To the best of our knowledge, only 3 studies described US findings in allergic colitis associated to cow's milk protein; two have shown grayscale US findings in allergic colitis.11–13 and one was an extensive retrospective study about Doppler ultrasound in pediatric inflammatory bowel diseases illustrating a CMA case.11

Some cases of allergic colitis have been a diagnostic challenge and require invasive tests, such as colonoscopy, for confirmation. This diagnostic challenge has raised the need to develop another accurate and non-invasive test for early detection and follow-up. As the present report depicted 12/13 infants with positive imaging findings of colitis on Doppler US, our results have shown the significant contribution of US at the symptomatic period when there is suspicion of the diagnosis of cow's milk allergy. Unfortunately we could not document how accurate this method could be with improving of ultrasonographic findings when the infant had responded to the exclusion diet as well as after challenge diet. In other study of our group we could show the improving after exclusion diet, however as the US was performed just after reappearance of symptoms, the US findings were less intensive compared to the first US.

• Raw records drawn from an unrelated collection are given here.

PR #5548, opened 2023-11-29
Gradient as colourbar

### LINKED ISSUE #5547: Feature request: colourbar as gradients
The `guide_colourbar(raster = TRUE/FALSE)` argument currently controls whether the bar is drawn as a raster image or series of rectangles. I'd like to propose a 3rd option which uses `grid::linearGradient()` to render the bar. We already have `check_device()` to see if the device is able to render it.

Because `raster` is a boolean, it would probably [need to be deprecated](https://design.tidyverse.org/boolean-strategies.html#how-do-you-remediate-past-mistakes) and a new argument `display = "raster"/"rectangles"/"gradient"` (name up for discussion) could take over that function.

teunbrand:
This PR aims to fix #5547.

Briefly, it adds a new argument to `guide_colourbar()`: `display`, which can be set to `"gradient'` to display the bar as a gradient. 

In some more detail; since the `raster` argument was implemented as a boolean, I'd thought it best to deprecate it and use `display` as an enumeration instead. Possible values for `display` are `"raster"`, which is the same as current `raster = TRUE`, `"rectangles"`, equivalent to `raster = FALSE` and `"gradient"`, the new option. 

When `display = "gradient"`, the `nbins` argument is used for the number of colours set in the gradient, rather than actual bins. As such, we don't need to account for the half bin-size offset for the label placement. The `nbins` number can be a lot less in gradient displays compared to raster/rectangle displays. As such, `nbins` defaults to 15 for gradients.

Prior to R 4.1.0, {grid} hadn't implemented `linearGradient()`, so for older R versions it throws an error saying that `linearGradient` is unavailabe in the R version.

Small demo:

``` r
#> ℹ Loading ggplot2

  guides(colour = guide_colourbar(display = "gradient"))
```

### DIFF
--- a/R/guide-colorbar.R
+++ b/R/guide-colorbar.R
@@ -447,8 +447,7 @@ GuideColourbar <- ggproto(
   },
 
   build_decor = function(decor, grobs, elements, params) {
-
-    if (params$raster) {
+    if (params$display == "raster") {
       image <- switch(
         params$direction,
         "horizontal" = t(decor$colour),
@@ -462,7 +461,7 @@ GuideColourbar <- ggproto(
         gp = gpar(col = NA),
         interpolate = TRUE
       )
-    } else{
+    } else if (params$display == "rectangles") {
       if (params$direction == "horizontal") {
         width  <- elements$key.width / nrow(decor)
         height <- elements$key.height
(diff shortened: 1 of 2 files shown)


teunbrand:
TODO: double check how transformations are affected

R/guide-colorbar.R
```diff
@@ -133,8 +141,9 @@ guide_colourbar <- function(
   # bar
   barwidth = NULL,
   barheight = NULL,
-  nbin = 300,
-  raster = TRUE,
+  nbin = NULL,
+  display = "raster",
+  raster = lifecycle::deprecated(),
```
thomasp85, line 146: You can remove `lifecycle::` from here

R/guide-colorbar.R
```diff
@@ -158,6 +167,14 @@ guide_colourbar <- function(
   available_aes = c("colour", "color", "fill"),
   ...
 ) {
+  if (lifecycle::is_present(raster)) {
+    deprecate_soft0("3.5.0", "guide_colourbar(raster)", "guide_colourbar(display)")
+    check_bool(raster)
+    display <- if (raster) "raster" else "rectangles"
+  }
+  display <- match.arg(display, c("raster", "rectangles", "gradient"))
```
thomasp85, line 175: please use rlang `arg_match0`

thomasp85 (changes requested):

R/guide-colorbar.R
teunbrand: Indeed, thanks!

R/guide-colorbar.R
teunbrand: Good catch

thomasp85 (approved):
LGTM

teunbrand:
Thanks for the review!

PR #5550, opened 2023-11-29
Colourbar transparency

### LINKED ISSUE #5085: Adding `override.aes()` to `guide_colorbar()`
It seems like `guide_colorbar()` doesn't support `override.aes()` like its other `guide_*()` counterparts. As an example:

The experience and expertise of the ultrasonographist is very important to obtain these results. Reproducibility is the main limitation of this method, as it is operator dependent. Cut points for the CDUS findings should be established in large sample of patients for an effective use of this technique.

One limitation of this study was that it was a retrospective assessment of patients with a diagnosis of allergic colitis. To solve these possible limitations, future prospective studies should be carried out with infants with suspected allergic proctocolitis to determine the accuracy of the US diagnostic method. Another limitation was the use of two different US equipments: XP10 and HD11. The use of different technologies did not interfere in our results, as only 1 of the 13 studied subjects was assessed by the older (XP10) equipment that revealed colitis changes. Another limitation of this study is that we did not use a Power Doppler, which could have detected low flow vessels.

In conclusion, Doppler US has been used in the diagnostic evaluation of infants with abdominal pain and intestinal bleeding, and could be a tool for the cow's milk protein allergy diagnosis, especially with colitis. The presence of increased colonic wall thickness and vascularity at Doppler is indicative of intestinal inflammation, adding an important element in the correct clinical setting.

The authors declare no conflicts of interest.